Clinical implications and future directions

The findings of this study will highlight the potential of “personalized manual therapy” for LBP. Rather than applying uniform treatment to all patients, individualized treatment effects will be verified based on radiograph-based subgroup classification, which may improve both patient satisfaction and adherence. Furthermore, by adopting a practical clinical research model in which Chuna manual therapy is provided as an add-on to clinically validated usual care, our findings may serve as key clinical evidence for expanding the scope of health insurance coverage for Chuna manual therapy from treatment to diagnostic application.

Limitations

Despite these strengths, this study has inherent limitations. First, this study was designed as a pragmatic trial to evaluate the “add-on” effectiveness of Chuna manual therapy in a real-world clinical setting. Consequently, we did not employ a sham control group, which may introduce performance bias or expectation effects on the primary outcome, the NRS score. Consequently, non-specific effects (e.g., additional time, physical touch, and patient–provider interaction) cannot be fully separated from the specific effects of Chuna manual therapy. Establishing a validated “inactive” sham for manual therapy is technically challenging, and in the South Korean medical context—where Chuna manual therapy is a highly familiar, insurance-covered treatment—an imperfect sham could lead to unintentional unblinding and high dropout rates. To mitigate these inherent limitations of a pragmatic design, we incorporated objective radiographic markers (radiographic malposition) as key secondary outcomes. Unlike self-reported pain scores, these structural spinal alignments are less susceptible to placebo effects, providing more reliable evidence regarding the specific therapeutic mechanisms of Chuna manual therapy. Second, the relatively short intervention (4 weeks) and follow-up (8 weeks) periods may be insufficient for evaluating long-term effects. Third, although standardized positioning will be used to minimize error, radiographs represent only a static structural alignment and may not fully reflect three-dimensional spinal configuration or dynamic functional aspects. Fourth, although Chuna manual therapy can be applied to the spine and extremities in clinical practice, this study is limited to the lumbar spine; therefore, it will not evaluate the full diagnostic or therapeutic scope of Chuna manual therapy. Lastly, the protocol involves three radiographic assessments to monitor structural changes, which is more frequent than that in routine clinical practice for low back pain. While this frequency was necessary to investigate the therapeutic mechanisms of Chuna manual therapy, it presents a practical burden and potential ethical considerations regarding cumulative radiation exposure. Future studies should consider optimizing the number of imaging sessions or exploring low-dose protocols to balance diagnostic need with patient safety.

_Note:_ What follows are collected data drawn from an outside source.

PR #4552, opened 2023-10-31
fix: balancer race condition

nferch:
### Summary
🔄🚀🐛

Refactor `Balancer` class to optimize data transfer over multiple channels. Use a new `_sending` property and a `_enqueueChunk` method to manage the sending queue and avoid duplication. Add error checking and logging with `invariant` and console.

> _Sing, O Muse, of the cunning Balancer, who skillfully_
> _Refined the art of sending and receiving data chunks_
> _Over many channels, swift as the winged messenger Hermes._
> _He added a new property, `_sending`, and a new method, `_enqueueChunk`,_

### Walkthrough
*  Import `invariant` function to assert send buffer conditions ([link](https://github.com/dxos/dxos/pull/4552/files?diff=unified&w=0#diff-0e09ceb6178d7900eed47073b84ac4dca53d5a48851fba05440f6e8e08c681a7R8)).


packages/core/mesh/teleport/src/muxing/balancer.ts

Quality control and data monitoring

To enhance study quality, independent monitoring will be conducted by the Clinical Trial Center of Kyung Hee University Korean Medicine Hospital, which is independent from the study institutions and research team. Throughout the study period, the CRO will oversee management of all trial-related files (case report forms, informed consent forms, adverse event reports) and perform regular monitoring to ensure compliance with the study protocol.

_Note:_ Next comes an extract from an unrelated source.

PR #4686, opened 2023-11-10
feat: Replace `ComboBox` with ⌘K-style component `SearchList`

thure:
This PR adds `SearchList`, a ⌘K-style component implementing similar functionality to the `downshift`-based `ComboBox` component which it replaces.

https://github.com/dxos/dxos/assets/855039/672529d2-ea98-42a5-92d5-6cf2e991ca54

Trial registration and protocol access

This study was publicly registered before initiation through the Clinical Research Information Service (CRIS) of the Korea Disease Control and Prevention Agency (https://cris.nih.go.kr/) to ensure transparency and prevent publication bias (Registration number: KCT0011042). The registered protocol is accessible to the public through the CRIS website. Any major protocol amendments during the study will be approved by the IRB and updated in CRIS.

Dissemination

The study results will be submitted for publication in peer-reviewed academic journals and presented at national and international academic conferences.